Konsep yang sering dihubungkan dengan produktivitas adalah kretivitas (creativity) yang juga ditanggapi berbeda-beda. Matthews (1991: 75) mengaitkan kreatifitas dengan kreasi individual kata demi pemakaian individu, sedangkan Haspelmath (2002: 100) menekankan pada pembentukan kata baru yang secara sengaja mengikuti pola yang tidak produktif. Sebagian linguis, sebagaimana diungkapkan Haspelmath (2002: 100), membedakan antara produktivitas dan kreativitas berdasarkan kesengajaan dan kesadaran.

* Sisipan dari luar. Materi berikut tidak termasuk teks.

PR #1941, opened 2023-09-30
Add Include= setting

DaanDeMeyer:
This setting allows including extra configuration from user specified directories or files. The extra configuration is parsed immediately.

### DIFF
--- a/mkosi/config.py
+++ b/mkosi/config.py
@@ -18,9 +18,9 @@ import shutil
 import subprocess
 import textwrap
 import uuid
-from collections.abc import Iterable, Iterator, Sequence
+from collections.abc import Collection, Iterable, Iterator, Sequence
 from pathlib import Path
-from typing import Any, Callable, Optional, Union, cast
+from typing import Any, Callable, Collection, Optional, Union, cast
 
 from mkosi.architecture import Architecture
 from mkosi.distributions import Distribution, detect_distribution
@@ -870,7 +870,7 @@ class MkosiConfig:
         }
 
 
-def parse_ini(path: Path, only_sections: Sequence[str] = ()) -> Iterator[tuple[str, str, str]]:
+def parse_ini(path: Path, only_sections: Collection[str] = ()) -> Iterator[tuple[str, str, str]]:
     """
     We have our own parser instead of using configparser as the latter does not support specifying the same
     setting multiple times in the same configuration file.
@@ -2039,9 +2039,7 @@ def parse_config(argv: Sequence[str] = ()) -> tuple[MkosiArgs, tuple[MkosiConfig
         if path.exists():
             logging.debug(f"Including configuration file {Path.cwd() / path}")
 
-            for section, k, v in parse_ini(
-                path, only_sections=["Distribution", "Output", "Content", "Validation", "Host", "Preset"]
-            ):
+            for section, k, v in parse_ini(path, only_sections={s.section for s in SETTINGS}):
                 name = k.removeprefix("@")
                 ns = namespace if k == name else defaults
 
--- a/mkosi/config.py
+++ b/mkosi/config.py
@@ -2027,7 +2027,7 @@ def parse_config(argv: Sequence[str] = ()) -> tuple[MkosiArgs, tuple[MkosiConfig
 
         return triggered is not False
 
-    def parse_config( path: Path, namespace: argparse.Namespace, defaults: argparse.Namespace) -> bool:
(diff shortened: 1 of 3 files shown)


tests/test_config.py
```diff
@@ -172,6 +180,36 @@ def test_parse_config(tmp_path: Path) -> None:
...
+        assert config.bootable == ConfigFeature.auto
+        assert config.split_artifacts == False
+
+        # Passing the directory should include both the main config file and the dropin.
+        _, [config] = parse_config(["--include", os.fspath(tmp_path / "abc")])
+        assert config.bootable == ConfigFeature.enabled
+        assert config.split_artifacts == True
+
+        # Passing the main config file should not include the dropin.
+        _, [config] = parse_config(["--include", os.fspath(tmp_path / "abc/mkosi.conf")])
```
behrmann, line 209: I'm not quite sure about the ergonomics of this, i.e. it seems easy to reason wrongly about this, since I always expect dropins to be parsed. How about this: When a directory is passed, we'll look for `mkosi.conf` by defeault. If a file is passed, we take it, but in either case all dropins are always honoured, i.e.

- `--include abc` -> looks for `abc/mkosi.conf` and all `abc/mkosi.conf.d/*.conf`
- `--include abc/qux.foo` looks for `abc/qux.foo` and all `abc/qux.conf.d/*conf`

mkosi/config.py
```diff
@@ -1948,6 +1924,45 @@ def parse_config(argv: Sequence[str] = ()) -> tuple[MkosiArgs, tuple[MkosiConfig
...
+        namespace: argparse.Namespace,
+        defaults: argparse.Namespace,
+    ) -> Iterator[None]:
+        l = len(getattr(namespace, "include", []))
+
+        try:
+            yield
+        finally:
+            for i in range(l, len(getattr(namespace, "include", []))):
+                parse_config(getattr(namespace, "include")[i], namespace, defaults)
```
behrmann, line 1938: Why not 
```suggestion
            for include in getattr(namespace, "include", []):
                parse_config(include, namespace, defaults)
```

mkosi/config.py
```diff
@@ -1948,6 +1924,45 @@ def parse_config(argv: Sequence[str] = ()) -> tuple[MkosiArgs, tuple[MkosiConfig
     settings_lookup_by_dest = {s.dest: s for s in SETTINGS}
     match_lookup = {m.name: m for m in MATCHES}
 
+    @contextlib.contextmanager
+    def parse_new_includes(
+        namespace: argparse.Namespace,
+        defaults: argparse.Namespace,
+    ) -> Iterator[None]:
+        l = len(getattr(namespace, "include", []))
```
behrmann, line 1932: Maybe I'm not seeing it, but is this used in this function?

tests/test_config.py
DaanDeMeyer: So this would come down to either parsing the directory of any given files or refusing files and always requiring users to pass directories.

Currently we only parse from mkosi.conf.d/ and I think it makes sense to keep that as it is instead of starting to parse arbitrary dropins to keep things simple. If users want dropins, they have to put their file in a directory and include that directory. I don't think that's a very limiting restriction.

mkosi/config.py
```diff
@@ -1948,6 +1924,45 @@ def parse_config(argv: Sequence[str] = ()) -> tuple[MkosiArgs, tuple[MkosiConfig
...
+
+        try:
+            yield
+        finally:
+            for p in getattr(namespace, "include", [])[l:]:
```
behrmann, line 1937: Ah, now I finally see it. But I don't think I understand it. For any list `a` the expression `a[len(a):]` will be the empty list, no?

DaanDeMeyer: The list could have been modified after yielding

behrmann: True, but then put some comments around this, so that the intent is clear to only parse the includes here that existed when this function was called.

tests/test_config.py
behrmann: It is not very limiting, but I was thinking about our spanking new config file spec and the lin
> All configuration paths must support drop-ins.

which we should aspire to.

DaanDeMeyer: Well, we do support drop-ins, by making the file a directory, putting the file as mkosi.conf in the directory and putting the dropins in mkosi.conf.d/.

DaanDeMeyer: We can probably still do this in some form, but it'd be in addition to what we already have, so I'd like to leave that for another PR

behrmann (approved):

PR #1942, opened 2023-09-30
Add InitrdPackages=

DaanDeMeyer:
We have ToolsTreePackages= already, so let's add a similar setting
for the default initrd to allow the default initrd to be used in
more scenarios.

### DIFF
--- a/mkosi/__init__.py
+++ b/mkosi/__init__.py
@@ -2389,8 +2389,6 @@ def run_verb(args: MkosiArgs, presets: Sequence[MkosiConfig]) -> None:
     if args.verb == Verb.bump:
         return bump_image_version()
 
-    presets = finalize_tools(args, presets)
-
     if args.verb == Verb.summary:
         text = ""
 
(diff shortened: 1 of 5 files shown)


behrmann:
LGTM overall, but the removal of the default tools tree in the summary is a negative in my opinion. It makes it very easy for regular users to look at what the default looks like and base custom tool trees off of that without having to consult the source. I agree, that it would be more symmetric to the default initrd not to show it, but being more consistent in this regard comes at a slight usability cost. How about adding a switch to suppress printing of, lets call them for lack of a term now, automatic presets? This could down the line be used to show (or not) the automatic initrd as well.

DaanDeMeyer:
I think we can cover the tools tree by documenting which packages are included in the default tools tree. But showing the full preset for it in the summary is in my opinion not useful as none of the summary actually matters except the list of packages. So I would focus on documenting the packages and leaving the default summary out.

behrmann:
That 's reasonable, so let's add the packages to the docs, maybe as a table, so that it doesn't take up too much vertical space.

DaanDeMeyer:
Added the table and added one more commit to add apt and debian-keyring to CentOS tools trees as both of those are shipped in EPEL.

PR #1943, opened 2023-10-01
Don't reuse unprivileged cache when building as root

DaanDeMeyer:
When using --incremental and first building an image unprivileged, followed by building it as root, we can't reuse the cache as the ownership will be wrong. So let's make sure we don't reuse the cache when that's the case.


mkosi/__init__.py
```diff
@@ -1753,6 +1753,10 @@ def reuse_cache(state: MkosiState) -> bool:
     else:
         return False
 
+    for p in (final, build):
+        if p.exists() and p.stat().st_uid != 0:
```
behrmann, line 1757: Wouldn't that stop reusing the cache whenever it is not owned by root, i.e. also when one only ever does unprivileged builds?

DaanDeMeyer: No because we're in the user namespace so it will appear as if owned by root.

behrmann: Right, sufficiently far down in the stack. A comment for posteriority would probably make sense.

behrmann (approved):

DaanDeMeyer:
Just added a comment so let's merge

Namun atas dasar itu, Haspelmath (2002: 100-101) menolak pembedaan antara kreativitas dan produktivitas. Secara metodologis, ia menolak konsep ketaksadaran dan ketaksengajaan (unconscious dan unintentional) dalam produktifitas, sedangkan secara empirik ia menganggap terlalu banyak cara untuk menghasilkan neologisms yang tidak dapat dikenali lagi namun tidak langsung teramati. Ia lebih senang menggunakan kreatifitas dalam kaitannya dengan penyalahgunaan bahasa biasa dalam puisi (poetic lisence), bahkan Katamba (1993: 72) mengungkapkan bahwa kedua istilah ini kadang dapat disamakan.
Berkenaan dengan hal tersebut, Haspelmath (2002: 102) membedakan kreativitas menjadi creation by rule dan creation by analogy, sedangkan Katamba (1993: 72) membedakannya menjadi rule-governed creativity dan rule-bending creativity. Creation by rule dan rule-governed creativity merupakan kreativitas dalam penciptaan bentuk melalui proses yang sesuai dengan pola morfologis yang ada (Haspelmath 2002: 102 dan Katamba 1993: 73), sedangkan creation by analogy dan rule-bending creativity merupakan kebalikan dari keduanya.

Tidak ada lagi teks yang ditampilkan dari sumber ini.